SEPULANG DARI MAKKAH
Saya membaca catatan Syekh Kholil dalam
kitab “Hasyiyah Al-Bajuri” tulisan tangan beliau yang ada pada Kiai Thoha
Kholili Jangkibuan, di situ tertulis pernyataan berbahasa Arab yang artinya:
“Aku membaca (mengaji) kitab ini pada tahun 1274 H pada …”. Nama guru ngaji
beliau tidak jelas karena tulisannya rusak seperti terkena basah.
Kemudian, dalam catatan Kiai Kholili
Jangkibuan, tertulis bahwa Syekh Kholil menikah dengan Nyai Assek binti
Ludrapati pada tahun 1278. Maka kita bisa memastikan bahwa kepulangan Syekh
kholil dari Makkah adalah antara tahun 1274 dan 1278 (+ 1857-1861).
Sepulang dari Makkah, Syekh Kholil
tidak langsung mengajar, beliau baru mulai berpikir bagaimana caranya agar
dapat mengajarkan ilmunya pada masyarakat.
Beliau masih tinggal bersama kakak
beliau, Nyai Maryam, di Keramat.

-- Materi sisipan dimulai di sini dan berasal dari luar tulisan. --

PR #2139, opened 2025-04-17
No more templated vectors

trisyoungs:
This PR moves us away from the `Vec3<T>` and `Vec4<T>` templates in favour of specific typed versions. This greatly improves the clarity and intent in the code, especially given that many functions in the original were not relevant for anything but `T == double`. There should be some improvement on build times now too since we are not generating definitions for a rather large templated include ad nauseum, but I have not benchmarked it.

To summarise:
- `Vec3<double>` is now `Vector3`
- `Vec3<int>` is now `Vector3i` with a reduced, relevant function set
- `Vec3<bool>` is replaced with `std::array<bool, 3>` where appropraite
- `Vec3<Nodevalue>` is replaced with `VectorNodeValue`, a simple wrapper class basically
- `Vec4<double>` and `Vec4<GLfloat>` are replaces with `Vector4` based on a `double` - this largely affects the GUI plotting code, but since we are destined to remove it in future I didn't spend too much time worrying about the implications right now.


RobBuchananCompPhys (approved):
Seems like a sensible way to divide up the different vector types.

PR #2145, opened 2025-04-30
build: Fix generation of continuous ChangeLog.md

trisyoungs:
ChangeLog.md was printed out during the continuous CI, but wasn't saved anywhere, breaking publishing.


rprospero (approved):
This is the most coherent use of `tee` that I've ever seen.  I'm so used to seeing it in some monster script

PR #2146, opened 2025-04-30
feat: Atomic species node

RobBuchananCompPhys:


src/nodes/atomicSpecies.h
```diff
@@ -0,0 +1,44 @@
...
+    std::string_view summary() const override;
+
+    /*
+     * Data
+     */
+    private:
+    // Species object
+    std::unique_ptr<Species> species_{std::make_unique<Species>()};
+    // Local raw pointer to species
+    Species *rawSpecies_{species_.get()};
```
RobBuchananCompPhys: should be `const` ?

src/nodes/atomicSpecies.h
```diff
@@ -0,0 +1,44 @@
...
+    public:
+    std::string_view type() const override;
+    std::string_view summary() const override;
+
+    /*
+     * Data
+     */
+    private:
+    // Species object
+    std::unique_ptr<Species> species_{std::make_unique<Species>()};
```
RobBuchananCompPhys: No smart pointer necessary

RobBuchananCompPhys: nor for configuration

trisyoungs (approved):
I think this all looks good for now. Once you implement the `addPointerOutput()` function some things here will of course change, but may as well merge this in and refactor as part of that work IMO.

The next medium-to-large thing that this brings up is the forcefield stuff and how we deal with assigning the single atom type to the atomic species.  Easy enough to think about for the atomic case, but for molecules we will need something way more thought out.

PR #2467, opened 2026-05-29
chore: Remove more modules

trisyoungs:
With #2464 disabling the increasingly hollowed-out example unit tests, there is an opportunity to remove a few more modules (one of which - `EPSRModule` blocks the removal of `AtomType::index_`...)


src/base/serialiser.h
RobBuchananCompPhys: This looks potentially like overkill?

src/main/cli.cpp
RobBuchananCompPhys, line 22:
```suggestion
    auto entryNodeOption = app.add_option("entryNode", entryNode_, "Run the graph from the specified node.");
```
I would suggest a slightly higher level of descriptiveness here, given that we want to be very clear with the user about what can be accomplished, and what this particular node object corresponds to (i.e. the graph "entrypoint")

src/main.cpp
RobBuchananCompPhys, line 132: This is just a hunch (naturally, since we already spent a fair bit of time on iteration _within_ graphs), but I wonder if there could be a neat way to incorporate `IterableGraph` here as the main Dissolve loop driver. It may not be necessary at this point, but if the iteration requirements begin to converge with what we have already done we may want to look into basing `DissolveGraph` off `IterableGraph` and use either "private" option values or public setters to pass in the information about entry node, restart file, number of iterations etc to the underlying iterator graph and run it there.

RobBuchananCompPhys (approved):

PR #2469, opened 2026-05-31
feat: Variant parameters

trisyoungs:
This PR attempts to allow `std::variant` as a workable `Parameter` data type, driven from the need to use `SetCellNode` to work on both `Configuration`s as well as `Structure`s. To neaten things up at the end I introduced `VariantParameterData` (see `nodes/parameter.h`) to tidy things up and force the use of `std::monostate` as the first alternative in the variant.

### TODO
- [x] Assigning a `std::variant`-based `Parameter` currently fails - needs a refactor to be able to switch to using a setter on the variant (source) `Parameter` rather than a getter from the destination `Parameter`.
- [x] Empty type (because our `std::variant` can be empty?
- [x] Unit tests

### DIFF
--- a/src/nodes/parameter.h
+++ b/src/nodes/parameter.h
@@ -23,7 +23,7 @@ template <typename T> class Parameter;
 template <typename T> class SerialisableParameter;
 
 // Return whether the type_index provided matches one of the supplied variant's allowed types
-template <class... Ts> bool is_one_of(std::type_index id, const std::variant<Ts...> &x)
+template <class... Ts> bool is_variant_alternative(std::type_index id, const std::variant<Ts...> &x)
 {
     return ((id == typeid(Ts)) || ...);
 };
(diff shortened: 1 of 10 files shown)


src/nodes/parameter.h
```diff
@@ -208,6 +216,16 @@ std::shared_ptr<ParameterBase> createSerialisable(Node *parent, std::string_view
 }
 }; // namespace ParameterFactory
 
+// Put the data of the supplied parameter into the supplied variant
+template <class... Ts> bool put_into(ParameterBase *other, std::variant<Ts...> &x)
```
RobBuchananCompPhys:
```suggestion
template <class... Ts> bool emplace(ParameterBase *other, std::variant<Ts...> &x)
```

I think this might be nicer!

src/nodes/parameter.h
```diff
@@ -112,15 +109,20 @@ class ParameterBase : public Serialisable<>
     void clearDataInParent() const;
     // Mark edges for re-pull in parent node
     void markIncomingEdgesForPull() const;
+    // Perform any updates after a successful setData()
+    void updateAfterSet() const;
```
rprospero, line 113: This was a great addition

src/nodes/parameter.h
```diff
@@ -208,49 +193,75 @@ std::shared_ptr<ParameterBase> createSerialisable(Node *parent, std::string_view
...
+        return std::visit(
+            [](auto &&arg) -> bool
+            {
+                using T = std::decay_t<decltype(arg)>;
+                if constexpr (std::is_pointer_v<T>)
+                {
+                    return arg == nullptr;
+                }
+                return false;
+            },
```
rprospero, line 229: I briefly considered suggesting using dispatch to put each type into its own, correct lambda, but I honestly think that it's cleaner the way that you wrote it.

rprospero (approved):
Getting rid of context for right now is the right call.  We'll eventually need some framework like that for some of the GUI work, but we don't want it slowing us down right now.

PR #2472, opened 2026-06-05
refactor: AxisAngle node

trisyoungs:
Converts the AxisAngleModule into a Node.


src/nodes/axisAngle.cpp
```diff
@@ -0,0 +1,150 @@
...
+#include "math/mathFunc.h"
+
+AxisAngleNode::AxisAngleNode(Graph *parentGraph) : Node(parentGraph)
+{
+    // Inputs
+    addInput("Configuration", "Target configuration for the calculation", configuration_)->setFlags({ParameterBase::Required});
+
+    // Outputs
+    addOutput<Configuration *>("Configuration", "Output configuration", configuration_);
+
```
rprospero: Odd question: does the configuration need to be an output? We never modify the configuration, so it's just a pass-through. Basically, instead of 

```mermaid
graph LR;
Configuration --> AxisAngle --> OtherAnalysis;
``` 

we could do 


```mermaid
graph LR;
Configuration --> AxisAngle;
Configuration --> OtherAnalysis;
```

I would then imagine that the outputs would be `rABNormalised`, `aABNormalised`, and`dAxisAngleNormalised`, which could then either be passed to an export or sent for further analysis

rprospero (approved):
One concern, but otherwise looks good

src/nodes/axisAngle.cpp
trisyoungs: Absolutely right to question this - the `Configuration` doesn't need to be an output as we can "parallelise" as you show in the bottom graph.

PR #2473, opened 2026-06-05
refactor: HistogramCN node

trisyoungs:
Converts the HistogramCN analysis module to a node.

PR #2474, opened 2026-06-06
refactor: ModifierOSites node

trisyoungs:
## Needs code in #2473 - do not merge until #2473 is complete!

Another module converted to a node, this time ModifierOSites.


src/nodes/modifierOSites.cpp
```diff
@@ -0,0 +1,191 @@
...
+
+    // Options
+    addOption("Modifier", "Set the modifier site(s) for which the distribution of oxygens should be calculated",
+              modifierSpeciesSites_);
+    addOption("BondingOxygen", "Set the site(s) 'BO' which are to represent the bonding oxygen", bridgingOxygenSpeciesSites_);
+    addOption("NetworkFormer", "Set the site(s) 'NF' for which the distribution around the modifier sites should be calculated",
+              networkFormerSpeciesSites_);
+    addOption("DistanceRange", "Distance range (min, max) over which to calculate from the central site", distanceRange_);
+    addOption("ModifierDistanceRange", "Distance range (min, max) over which to calculate from the central site",
+              modifierDistanceRange_);
```
rprospero, line 23: Now I feel like I have the opposite issue: I think that we need more outputs on this node.  Specifically, I think that we should have output parameters for all of the Data1D nodes (i.e. totalOxygens_, distanceMFO_, distanceMNBO_, distanceMBO_, and distanceMOtherO_).  That would allow us to export these to other nodes and allow them to be graphed or export to a text file.

rprospero (approved):
Again looks good, with one (opposite!) comment about output

PR #2475, opened 2026-06-06
refactor: MoleculeTorsion node

trisyoungs:
Moves the MoleculeTorsion module to a node.


src/nodes/moleculeTorsion.cpp
```diff
@@ -0,0 +1,82 @@
...
+{
+    // Inputs
+    addInput("Configuration", "Set target configuration for the module", configuration_)->setFlags({ParameterBase::Required});
+
+    // Options
+    addOption("Species", "Target species containing the torsion", species_);
+    addOption("I", "Index of atom i in the torsion i-j-k-l", i_);
+    addOption("J", "Index of atom j in the torsion i-j-k-l", j_);
+    addOption("K", "Index of atom k in the torsion i-j-k-l", k_);
+    addOption("L", "Index of atom l in the torsion i-j-k-l", l_);
```
rprospero, line 18: Again, I think that we need an output for `frequency_`

rprospero (approved):
Looks good, besides that comment I've had on everything else.

PR #2328, opened 2026-03-02
feat: AvgMol Node

rprospero:
This PR ports the AvgMol module into a new node.  I've done my best to make the transition as direct as possible, while trying to be idiomatic to the new node setup.

Issue #2488, opened 2026-06-09
Setting certain parameters must call clearData()


trisyoungs:
Setting some parameters must necessarily clear any already-calculated data from the `Node` (e.g. the `SpeciesSite` in `AverageMoleculeNode`).

We might also consider introducing the concept of "locking" such parameters to prevent users from accidentally modifying a number which will can all of their current calculate data in the node.

PR #2490, opened 2026-06-09
refactor: AverageMolecule node

trisyoungs:
Heavy refactor of `AvgMolModule` into `AverageMoleculeNode`.

Obsoletes #2328.


src/nodes/averageMolecule.cpp
```diff
@@ -0,0 +1,110 @@
...
+    {
+        message("Initialising arrays for average molecule: size = {}\n", requiredSize);
+
+        sampledX_.emplace().initialise(requiredSize);
+        sampledY_.emplace().initialise(requiredSize);
+        sampledZ_.emplace().initialise(requiredSize);
+
+        // Copy current geometry of species to set up atom / bond relationships in the Structure
+        structure_ = targetSpecies->asStructure();
+    }
```
rprospero, line 67: If I change the target species in the GUI, does sampledX_ get resized to the new required size?  The current logic seems to only check if the vector has every been initialised at all.

I'm wondering if we might be better off using the raw vector instead of an optional one.  Our test would then be whether the vector has the correct length, instead of checking whether the optional has been filled.

rprospero (approved):
I have a question/suggestion about how we're handling the sampled coordinates, but everything else looks good

src/nodes/averageMolecule.cpp
trisyoungs: So this is effectively captured by issue #2488 which I put in yesterday - changing the input `Site` (== `Species`) should absolutely force the data to be cleared and reset.  We should handle this in a general way at the `Node`/`Parameter` level, and we already have `virtual Node::clearData()`. What we don't currently have is the flag on `Parameter` to call that function if the parameter data changes, hence #2488.

PR #2491, opened 2026-06-10
chore: Remove Averaging-related restart files.

trisyoungs:
Removes two restart files that were added to the repo at some point.


rprospero (approved):
Looks like adding those was my fault.

PR #2492, opened 2026-06-10
chore: Remove some version tests

trisyoungs:
This PR remove one version test that didn't really do anything, and one which checked the semantic version of an old input file read in and converted to TOML. The latter is now irrelevant, and I'm not sure if it needs to be replaced by anything for Dissolve2?


rprospero (approved):
We'll need a proper version stability test before we release Dissolve 2, but this is not that test.  That actually brings up an interesting question that ties into some of my current work - should a user expect restart files to still work after upgrading Dissolve?  Does this answer change for patch vs minor vs major releases?

trisyoungs:
> We'll need a proper version stability test before we release Dissolve 2, but this is not that test. That actually brings up an interesting question that ties into some of my current work - should a user expect restart files to still work after upgrading Dissolve? Does this answer change for patch vs minor vs major releases?

Excellent question. I think this warrants a slightly longer discussion, but my instinct is that we should be as permissive as possible when it comes to restart data, or at least make it a better experience for the user when bits fail to load in.  With Dissolve2 separating out restart data per-`Node`, that obviously becomes a lot easier!  I suppose we could tag every bit of restart data with the code version and give ourselves the option to handle differences at the point of deserialisation...

trisyoungs:
At any rate, I don't think the data written out will change too much for a given existing `Node` even between major versions.

PR #2498, opened 2026-06-11
chore: Remove remaining modules

trisyoungs:
## Follows #2495 - do not merge until #2495 is complete

This PR removes the remaining modules and tidies up the remaining old input files. We begin!

Also note number of removed lines - over 100k!  Is that a record? :)


src/modules/registry.cpp
```diff
@@ -2,44 +2,8 @@
...
-    registerProducer<NeutronSQModule>(ModuleTypes::NeutronSQ, "Calculate neutron-weighted S(Q)", "Correlation Functions");
-    registerProducer<SQModule>(ModuleTypes::SQ, "Transform g(r) into unweighted S(Q)", "Correlation Functions");
-    registerProducer<TemperatureScheduleModule>(ModuleTypes::TemperatureSchedule,
-                                                "Adjust the temperature of a configuration during a simulation", "Evolution");
-    registerProducer<TestModule>(ModuleTypes::Test, "Development Module");
-    registerProducer<TRModule>(ModuleTypes::TR, "Calculate the partial and total t(r)", "Correlation Functions");
-    registerProducer<XRaySQModule>(ModuleTypes::XRaySQ, "Calculate x-ray-weighted S(Q)", "Correlation Functions");
-}
+
+ModuleRegistry::ModuleRegistry() {}
```
RobBuchananCompPhys, line 6:
```suggestion
ModuleRegistry() = default;
```

Any chance we can make this constructor default in a header file (and remove the empty one here)?

trisyoungs: We could, but it all gets deleted in #2500!

rprospero (approved):
This is certainly our largest net loss of lines.  I think we did once have a PR that changed more lines, but it was +300k/-300k.  I'm really curious how much this will improve compile times.

PR #2499, opened 2026-06-11
feat: `Structure` incorporates `LocalMolecule` manipulations

RobBuchananCompPhys:


src/classes/structure.cpp
```diff
@@ -26,7 +27,8 @@ Structure &Structure::operator=(const Structure &source)
         addBond(bond->i()->index(), bond->j()->index());
 
     // Copy source box
-    createBox(source.box_.axisLengths(), source.box_.axisAngles(), source.box_.type() == Box::BoxType::None);
+    if (source.box_)
+        createBox(source.box_->axisLengths(), source.box_->axisAngles(), source.box_->type() == Box::BoxType::NonPeriodic);
```
trisyoungs: This will need a slight refactoring following #2507

src/classes/structure.cpp
trisyoungs, line 125:
```suggestion
// Return positional instances of the root structure
```

src/classes/structure.cpp
```diff
@@ -255,6 +255,188 @@ void Structure::createBox(const Matrix3 &axes)
     box_ = Box::generate(lengths, angles);
 }
 
+/*
+ * Manipulations
+ */
+
+// Recursive function for general manipulation
+void Structure::recurseLocal(std::vector<bool> &flags, const Box *box, int indexI, ManipulationFunction action)
```
trisyoungs: Don't need the `Box` argument here since we should use the local one. This is true of all the functions moved in from `Molecule`.

src/classes/structure.cpp
```diff
@@ -255,6 +255,188 @@ void Structure::createBox(const Matrix3 &axes)
...
+            continue;
+
+        action(j.get(), box->minimumImage(j->r(), rI));
+
+        // Recurse into bound neighbours
+        recurseLocal(flags, box, indexJ, action);
+    }
+}
+
+// General manipulation function working on reassembled molecule
```
```suggestion
// General manipulation function working on reassembled fragments
```

src/classes/structure.cpp
```diff
@@ -255,6 +255,188 @@ void Structure::createBox(const Matrix3 &axes)
...
+void Structure::traverseLocal(const Box *box, ManipulationFunction action)
+{
+    std::vector<bool> flags(atoms_.size(), false);
```
trisyoungs: Since we will be potentially calling this function many times - e.g. when unfolding multiple molecules in a box - perhaps this could be a `std::set<int>` (or even `std::set<StructureAtom*>`) instead?

src/classes/structure.cpp
```diff
@@ -255,6 +255,188 @@ void Structure::createBox(const Matrix3 &axes)
...
+    recurseLocal(flags, box, 0, action);
+}
+void Structure::traverseLocal(const Box *box, ConstManipulationFunction action) const
+{
+    std::vector<bool> flags(atoms_.size(), false);
+    action(atoms_[0].get(), atoms_[0]->r());
+    recurseLocal(flags, box, 0, action);
+}
+
+// Un-fold molecule so it is not cut by box boundaries
```
trisyoungs, line 326: Here we need to think bigger in terms of what the `Structure` might contain - a `Molecule` for sure only had one bound fragment in it, but a `Structure` can have many. So, `unFold` will need to unfold all fragments it can find. Similar to the main loop in "DetectMolecule", we'll have to keep track of which atoms have been selected and transformed as part of fragments (perhaps `traverseLocal` could return the `std::set` it creates?) and operate until there are no un-folded fragments remaining.

src/classes/structure.cpp
```diff
@@ -255,6 +255,188 @@ void Structure::createBox(const Matrix3 &axes)
...
+    Vector3 newR;
+    const auto cog = centreOfGeometry();
+
+    // Apply transform
+    for (auto n = 0; n < nAtoms(); ++n)
+    {
+        newR = box_->minimumVector(atom(n)->r(), cog) + newCentre;
+        atom(n)->setR(newR);
+    }
+}
```
trisyoungs: Makes sense for a single molecule, but doesn't for a periodic box, so I'd probably remove this function.

src/classes/structure.cpp
```diff
@@ -255,6 +255,188 @@ void Structure::createBox(const Matrix3 &axes)
...
+
+// Calculate and return centre of geometry over supplied atom indices
+Vector3 Structure::centreOfGeometry(const std::vector<int> &indices) const
+{
+    const auto ref = atoms_[indices.front()]->r();
+    return std::accumulate(std::next(indices.begin()), indices.end(), ref,
+                           [&](const auto &acc, const auto idx) { return acc + box_->minimumImage(atoms_[idx]->r(), ref); }) /
+           indices.size();
+}
+
```
trisyoungs: Similarly, these aren't meaningful across all possible `Structure` contents so should be removed.

src/classes/structure.cpp
```diff
@@ -255,6 +255,188 @@ void Structure::createBox(const Matrix3 &axes)
...
+    const auto ref = atoms_[indices.front()]->r();
+    auto sums = std::accumulate(std::next(indices.begin()), indices.end(), std::pair<Vector3, double>(ref * mass, mass),
+                                [&](const auto &acc, const auto idx)
+                                {
+                                    auto mass = AtomicMass::mass(atoms_[idx]->Z());
+                                    return std::pair<Vector3, double>(
+                                        acc.first + box_->minimumImage(atoms_[idx]->r(), ref) * mass, acc.second + mass);
+                                });
+    return sums.first / sums.second;
+}
```
trisyoungs: And here!

src/classes/structure.cpp
```diff
@@ -255,6 +255,188 @@ void Structure::createBox(const Matrix3 &axes)
...
+    for (auto n = 0; n < nAtoms(); ++n)
+        *atom(n) += delta;
+}
+
+// Translate specified atoms by the delta specified
+void Structure::translate(const Vector3 &delta, const std::vector<int> &targetAtoms)
+{
+    for (const auto i : targetAtoms)
+        *atom(i) += delta;
+}
```
trisyoungs: Could remove these for now too - not sure how useful they are or will be.

trisyoungs (commented):
Few things to sort out here. Also it is quite confusing for this to be based off the detectmolecules branch as there are changes from all sorts of places coming in. I've focussed only on the `Structure` class here.

PR #2500, opened 2026-06-11
chore: Remove module class

trisyoungs:
This PR removes the `Module` class itself, plus the `modules/` and `module/` directories, and associated code, models, and keywords.


RobBuchananCompPhys (approved):

src/gui/models/dissolveModelImageProvider.cpp
```diff
@@ -3,7 +3,6 @@
 
 #include "gui/models/dissolveModelImageProvider.h"
 #include "gui/models/dissolveModel.h"
-#include "gui/models/moduleLayerModel.h"
 
 DissolveModelImageProvider::DissolveModelImageProvider(DissolveModel *dissolveModel)
```
rprospero, line 7: Honestly, I think that this entire class can go.  It's only ever used once in the OverviewTab and I don't think that we will need it in the new QML GUI.

rprospero (approved):
Looks good.  One small, optional suggestionl

src/gui/models/dissolveModelImageProvider.cpp
trisyoungs: @rprospero There are no doubt a bunch of other models that we will no longer need or are no longer relevant, so I'll leave this in place for now and address it with the others.

PR #2505, opened 2026-06-12
build: OSX tests

trisyoungs:
This PR enables the test suite on OSX builds and fixes a couple of failing tests that cropped up as a result.


RobBuchananCompPhys:
Although this PR in particular is oriented towards OSX builds, it looks increasingly like we might be able to remove the conan `msvc_dev` option altogether. I'm just running some checks to see whether in light of this PR, we can do without it when building the Dissolve Visual Studio project. I could then branch off and bring in any required fixes.

rprospero (approved):

PR #2582, opened 2026-08-20
refactor: Categorical `NodeRegistry` and updated QML Graph menu

RobBuchananCompPhys:
This PR puts the responsibility on the C++ `NodeRegistry` to store Node categories (which had previously been hardcoded into a QML menu) by an enum type. This `categoricalProducers_` map is then flattened for more general use throughout the application, for retrieving any node. The categories are used to generate the context menu that appears when right-clicking in the Graph, and nodes can be created in that way.

### DIFF
--- a/src/gui2/models/enumOptionsModel.cpp
+++ b/src/gui2/models/enumOptionsModel.cpp
@@ -16,14 +16,6 @@ void EnumOptionsModel::setData(std::shared_ptr<const EnumOptionsBase> options)
 /*
  * QAbstractItemModel overrides
  */
-
-QHash<int, QByteArray> EnumOptionsModel::roleNames() const
-{
-    QHash<int, QByteArray> roles;
-    roles[Qt::DisplayRole] = "option";
-    return roles;
-}
-
 int EnumOptionsModel::rowCount(const QModelIndex &parent) const
 {
     Q_UNUSED(parent);
--- a/src/gui2/models/enumOptionsModel.cpp
+++ b/src/gui2/models/enumOptionsModel.cpp
@@ -17,6 +17,13 @@ void EnumOptionsModel::setData(std::shared_ptr<const EnumOptionsBase> options)
  * QAbstractItemModel overrides
  */
 
+QHash<int, QByteArray> EnumOptionsModel::roleNames() const
+{
+    QHash<int, QByteArray> roles;
+    roles[Qt::DisplayRole] = "option";
+    return roles;
+}
+
 int EnumOptionsModel::rowCount(const QModelIndex &parent) const
 {
     Q_UNUSED(parent);
--- a/src/gui2/qml/nodeGraph/GraphView.qml
+++ b/src/gui2/qml/nodeGraph/GraphView.qml
@@ -28,41 +28,42 @@ Pane {
         Menu {
             id: contextMenu
 
-            Instantiator {
+            Repeater {
                 model: nodeRegistry.categories()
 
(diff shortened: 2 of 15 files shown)


src/gui2/models/enumOptionsModel.cpp
```diff
@@ -17,6 +17,13 @@ void EnumOptionsModel::setData(std::shared_ptr<const EnumOptionsBase> options)
  * QAbstractItemModel overrides
  */
 
+QHash<int, QByteArray> EnumOptionsModel::roleNames() const
+{
+    QHash<int, QByteArray> roles;
+    roles[Qt::DisplayRole] = "option";
+    return roles;
+}
+
```
rprospero: Is there a reason to rename the display role as "option" instead of just using "display" in the QML?

src/gui2/qml/nodeGraph/GraphView.qml
```diff
@@ -24,133 +23,51 @@ Pane {
...
-
-                    onClicked: forcefieldDialog.open()
-
-                    ForcefieldDialog {
-                        id: forcefieldDialog
-
-                        graphModel: graphRoot.rootGraphModel
-                        posx: Math.round(ctxMenuCatcher.mouseX)
-                        posy: Math.round(ctxMenuCatcher.mouseY)
+            Instantiator {
```
rprospero: I'm a bit more inclined to use a `Repeater` here.  The Instantiator is useful when you're adding and removing nodes at runtime.  Since the number of nodes and categories are fixed, we can just use a repeater.  As an added bonus, we can drop the `onObjectAdded` and `onObjectRemoved`

src/nodes/registry.cpp
```diff
@@ -67,84 +67,119 @@
...
-std::map<std::string_view, NodeProducer> NodeRegistry::producers_;
-
 // Makes unique pointer to derived node instance
 template <typename T> NodeProducer makeDerivedNode()
 {
     return [=](Graph *parent) -> std::unique_ptr<Node> { return std::make_unique<T>(parent); };
 }
 
+// Static Singletons
+const std::map<NodeRegistry::Category, ProducerMap> NodeRegistry::categoricalProducers_{
```
rprospero, line 77: I'll admit that I had considered a slightly different architecture.  Specifically, I had though that we would add a virtual `category` method to the `Node` class which returns a `Node::Category` (since this would require that the `Category` enum be moved out of `NodeRegistry` into `Node`).  This map would then just be a vector and the NodeRegistryModel would filter the list by the category of each node type to ensure that everything was listed in the proper categories.

Honestly, though, I'm not sure that my architecture is any better, but rather just different.  The main advantage *would be* that it would be impossible to forget to assign a category to a new Node class, since the unimplemented virtual method would be a compiler error.  However, it would still be possible to forget to add the node to the registry vector, which gets us the very same problem.  The only real advantage is that Nodes would directly know their own category, but I'm not sure that will every be useful.

rprospero (approved):

src/gui2/models/enumOptionsModel.cpp
RobBuchananCompPhys: I didn't know you could do that, but it sounds sensible and would make this cleaner (no need for a custom `roleNames` override)

src/gui2/qml/nodeGraph/GraphView.qml
RobBuchananCompPhys: Good point👍

PR #2596, opened 2026-08-24
feat: Cbor restart file

rprospero:
This PR puts in the framework for saving and loading restart files/directories.  Nodes can overload virtual functions to save information to a restart file (which is named after the Node).

Currently, only the state of the configuration is saved, but other nodes will likely need restart information as well.  Also, there's a larger question about *when* to save and/or load restart files.  I suspect that it will need to go into IteratorGraph, but there are still some questions about how loading will work.


tests/nodes/restart.cpp
```diff
@@ -0,0 +1,40 @@
...
+
+    auto configNode = dynamic_cast<ConfigurationNode *>(testGraph.findNode("Box"));
+    ASSERT_TRUE(configNode);
+    std::vector<ConfigurationAtom> before = configNode->configuration().atoms();
+
+    testGraph.loadRestart(path);
+    std::vector<ConfigurationAtom> after = configNode->configuration().atoms();
+
+    auto getR = [](const auto x) { return x.r(); };
+    EXPECT_TRUE(std::ranges::equal(before | std::views::transform(getR), after | std::views::transform(getR)));
```
trisyoungs, line 37: This is a lovely little construction!

trisyoungs (commented):
The intent here is good, I think, but it brings up a discussion regarding the data sources we need to serialise into a node restart file (incidentally, I think we should move away from calling this data "restart" data, and think about it just in terms of "data the node needs to save to ensure its state").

Sambil mencari peluang untuk mengamalkan
ilmunya,Syekh Kholil mengisi waktu dengan bekerja di kantor pejabat Adipati
Bangkalan. Selain untuk mencari nafkah, sepertinya beliau juga bermaksud untuk
mencari banyak teman dan kenalan, karena hanya dengan begitulah beliau dapat
bergaul.
Di kantor pejabat Adipati Bangkalan
itu, Syekh Kholil diterima sebagai penjaga dan kebagian jaga malam. Maka setiap
bertugas malam, Syekh Kholil selalu membawa kitab, beliau rajin membaca
disela-sela tugas beliau. Akhirnya beliaupun oleh para pegawai Adipati dikenal
ahli membaca kitab, sehingga berita itupun sampai pada Kanjeng Adipati.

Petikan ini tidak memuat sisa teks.